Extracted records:
══════════════════════════════

PR #298, opened 2022-11-15
Truncate digests to the left most bits when signing with ECDSA

mwielgoszewski:
In Golang's ecdsa [signing implementation](https://cs.opensource.google/go/go/+/refs/tags/go1.19.2:src/crypto/ecdsa/ecdsa.go;l=181), digests are truncated to the left most bits to match the bit length of the order of the curve.

If this digest is not truncated, the TPM will return an error `parameter 1, error code 0x15 : structure is the wrong size`.

This PR updates the `signECDSA` function to match what Golang does under the hood.

### DIFF
--- a/attest/wrapped_tpm20.go
+++ b/attest/wrapped_tpm20.go
@@ -18,6 +18,7 @@ import (
 	"bytes"
 	"crypto"
 	"crypto/ecdsa"
+	"crypto/elliptic"
 	"crypto/rsa"
 	"encoding/asn1"
 	"errors"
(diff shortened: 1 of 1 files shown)


brandonweeks:
I believe we're using this code and it works for us. How did you encounter the error?

mwielgoszewski:
I wrote an implementation for [certstore](https://github.com/github/smimesign) for linux that used TPM2 backed keys, and the certstore unit tests caught it:

From https://github.com/github/smimesign/blob/main/certstore/certstore_test.go#L230

```
sha384Digest := sha512.Sum384([]byte("hello"))
sig, err = signer.Sign(rand.Reader, sha384Digest[:], crypto.SHA384)
if err != nil {
	t.Fatal(err)
}
if err = leafEC.Certificate.CheckSignature(x509.ECDSAWithSHA384, []byte("hello"), sig); err != nil {
	t.Fatal(err)
}
```

mjg59:
This breaks P-256 sha256 signing if the leading byte is 0 - the digest loses the leftmost bit (or bits, if there's multiple 0s in a row)

mjg59:
I think the correct fix is probably just to re-add as many leading 0s as are necessary to restore the original digest length?

mjg59:
(Although I don't know if this is correct in the case of a digest longer than the curve length)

══════════════════════════════

● Task description
Among the lines of the data, identify those with the word "correct". Copy each of them.

● Reply to the exercise
I think the correct fix is probably just to re-add as many leading 0s as are necessary to restore the original digest length?
(Although I don't know if this is correct in the case of a digest longer than the curve length)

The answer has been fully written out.